Wednesday, March 29, 2023

Coming to Grips With the Stages of Grief

By on April 14, 2016

The Puerto Rico Debt Monster took center stage once again, this time as the protagonist in a TV spot that made its debut on CNN after the airing and analysis of the results in Wisconsin’s Democratic and Republican primaries. The message in the spot, “No bailouts for Puerto Rico,” is a clear indication that there is enough money in a super PAC (political action committee) to scare the political will out of friend and foe alike.

No sooner had the spot aired, than U.S. Rep. Rob Bishop (R-Utah), the chairman of the House Committee on Natural Resources, who is sponsoring the Puerto Rico Oversight, Management & Economic Stability Act, or Promesa, filed this statement: “The claims in the ads are false. The purpose of the bill is to create a board to help fix the financial house in Puerto Rico without harming taxpayers. There will be no bailout, no bankruptcy, no Chapter 9. These issues were eliminated before we started working on a draft, therefore any reference to them now is a scare tactic. The House will never vote on a bill that sends taxpayer money to Puerto Rico to cover its debts. Puerto Rico is not a state and any program dealing with it, or any territory, will not impact, nor set precedents for states or municipalities. At the end of the day, we will have a good bill that helps Puerto Rico and protects all taxpayers.”

By the time this newspaper goes live on the web at the crack of dawn on April 14, the U.S. Congress will have seen Bishop file Promesa (the English acronym spells out the word “promise” in Spanish), as a perfunctory exercise in statecraft that will lead to some pro forma resolution, even if it is marked up in the House: “We tried, but it’s time to get on with an election campaign.” All signs lead to typical gridlock.
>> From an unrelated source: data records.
PR #476, opened 2016-05-12
Make `G-Cloud X` non-breaking on all pages

TheDoubleK:
Work done with @carolinegreen to address this issue: https://www.pivotaltracker.com/story/show/118404225

This adds an `after_request` handler that (for HTML responses only) searches for occurrences of `G-Cloud x` (where `x` is a digit) and replaces it with a non-breaking version of the same string.

We first tried wrapping the base Jinja template with a filter to do the same thing, but unless we make everything `|safe` Jinja escapes the HTML entities and it all looks a mess.  By restricting the `after_request` handler to HTML responses only this seems like a reasonable alternative. 

It seems pretty crazy to me, but I can't think of any compelling reasons why this will break things.  The regular expression is short and contains no greedy quantifiers or anything fancy, so should be efficient even over big pages I think.  It's also very specific, and I can't think of any cases where it would match something that we don't want to transform. (But you should have a good think about this too before agreeing to this madness.)

If we like this then we should add the same thing to the buyer app.  We decided against adding it to the  base `flask_init` in utils (it could fit right here: https://github.com/alphagov/digitalmarketplace-utils/blob/master/dmutils/flask_init.py#L49) because we don't necessarily want it operating in the API and admin apps, although with it limited to HTML responses only it might not be so bad there.  Opinions welcome.

### DIFF
--- a/app/__init__.py
+++ b/app/__init__.py
@@ -71,11 +71,13 @@ def create_app(config_name):
         session.permanent = True
         session.modified = True
 
+    G_CLOUD_REGEX = re.compile(r"(G-Cloud )(\d)")
+
     @application.after_request
     def dont_break_gcloud(response):
         if "text/html" in response.content_type:
-            page = response.get_data()
-            page = re.sub("(G-Cloud )(\d)", r'G&#8209;Cloud&nbsp;\2', page)
+            page = response.get_data(as_text=True)
+            page = G_CLOUD_REGEX.sub(r'G&#8209;Cloud&nbsp;\2', page)
             response.set_data(page)
         return response
 
--- a/app/__init__.py
+++ b/app/__init__.py
@@ -71,6 +71,14 @@ def create_app(config_name):
         session.permanent = True
         session.modified = True
 
+    @application.after_request
+    def dont_break_gcloud(response):
+        if "text/html" in response.content_type:
+            page = response.get_data()
+            page = re.sub("(G-Cloud )(\d)", r'G&#8209;Cloud&nbsp;\2', page)
+            response.set_data(page)
+        return response
+
     application.add_template_filter(question_references)
     application.add_template_filter(parse_document_upload_time)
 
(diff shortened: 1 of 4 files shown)


allait:
I really don't like the after request middleware. While it does look like a very quick solution, rewriting the whole page has a performance cost (that will multiply whenever we decide to add more cases) and I think it can have too many unexpected consequences.

For example, it will not only rewrite the static page content, it will also rewrite form values (since they're part of HTML) when editing or when user response is rendered back with an error, so this will end up modifying the data that gets stored.

One possible solutions is adding unicode characters to the framework names in the database. Replacing current names with `u'G-Cloud\u2011\xa07'` does end up rendering them with non-breaking unicode hyphen and space, but it immediately exposes bits of code that don't handle unicode properly, eg mixing unicode values into normal strings in Python 2, which will require fixing things like this
```diff
         {%
           with
           items = [{
-            "title":
-            "Continue your {} application".format(framework.name),
+            "title": "Continue your %s application" | format(framework.name),
             "link": url_for(".framework_dashboard", framework_slug=framework.slug),
             "body": framework.deadline,
           }]
```  

This is generally a useful change, but I'm not sure if all of those cases are covered by tests and maybe changing this so close to G8 launch could be a bit disruptive.

TheDoubleK:
I agree with all your reservations about this approach, and that this probably isn't the time to fix this.  It also isn't just the database values that would need to be sorted - I think there are also occurrences in the frameworks content repository, but making changes there would mean needing to `|safe` a lot of things in templates.  

Closing, even though it will make Ralph sad.

carolinegreen:
Yeah, we were worried about this.  I wonder if pre-processing could be applied to the content loader though, as it doesn't really seem like a good approach to force people to type in non breaking spaces every single time G-Cloud is referenced.  If that were changed and the database changes were made, it would just leave G-Clouds which were typed directly into the application.

allait:
@carolinegreen yeah, we could do replacements when loading frameworks data since we know a lot more about context there. And it only happens on startup, so there's 0 performance considerations.

allait:
@TheDoubleK we don't need to `| safe` if we use unicode characters for non-breaking hyphen and space instead of HTML entities. We will need to ensure that we're handling unicode properly though and there might be some browser issues related to encoding (I don't know of any, but there must be a reason for HTML entities in the first place)

PR #480, opened 2016-05-17
Update to latest toolkit

pcraig3:
Bring in the latest toolkit and remove local version of `_reset.scss` because the latest toolkit has a copy of this file.

Update `application.scss` to reflect this.

No changes at all to presentation or functionality.


TheDoubleK:
:+1:

PR #482, opened 2016-05-19
Pull in latest content with G8 ZIP file size

TheDoubleK:
Depends on: 
 - [x] https://github.com/alphagov/digitalmarketplace-frameworks/pull/280


allait:
👍

PR #921, opened 2018-08-07
Include user email in follow up question email

Wynndow:
For [this trello card.](https://trello.com/c/7lr17Qxo)

CCS's software strips the 'from' email address from follow up questions.
They need to be able to reply to them. We can include the users email
address in the body of the template to make sure they have it.

Rendered template before:
screen shot 2018-08-07 at 12 10 46

Rendered template after:
screen shot 2018-08-07 at 12 10 35


risicle:
:gdpr:

PR #922, opened 2018-08-16
Supplier FE error handling

katstevens:
Trello: https://trello.com/c/3iwy5gAy/115-pull-in-error-handling-to-fe-apps

Now with bonus refactoring!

Caribbean Business sources with knowledge of negotiations see creditors coming to the realization that Congress probably will not act on Puerto Rico’s behalf. Without a miraculous solution, creditors are coming to grips with the fact that the commonwealth will not be able to pay its first big payment on May 2.

The problem is that the commonwealth, despite measures—sales tax increases, income tax increases, petroleum tax increases—is broke. No more borrowing from Peter to pay Paul; se acabó.

It is eye-opening to hear lobbyists on Capitol Hill admitting that one of the hardest things in the world to do today is to get legislation through both chambers of Congress on any topic. Say they: “It is a very dysfunctional place,” before closing with “they are stuck with each other. It is going to take as long as it takes.”

One Caribbean Business source who has been on both sides of the restructuring game put it best when she said: “There’s this Kübler-Ross psychological model for mourning. First there’s denial, then anger, negotiation, depression and then acceptance. Every restructuring is somewhat like that. First there’s denial—‘this can’t be happening, these people are lying to me’; then they get angry, then they start negotiating with themselves and the other side over the reality that there is a loss that needs to be dealt with; then they get depressed that they are going to suffer loss; then they accept the loss. We are sort of in the negotiating phase.”

Observers might concur that the commonwealth and its creditors are in the negotiation stage—others may say it is outright depression. So, we negotiate and then the big question—how do we achieve sustainable economic development?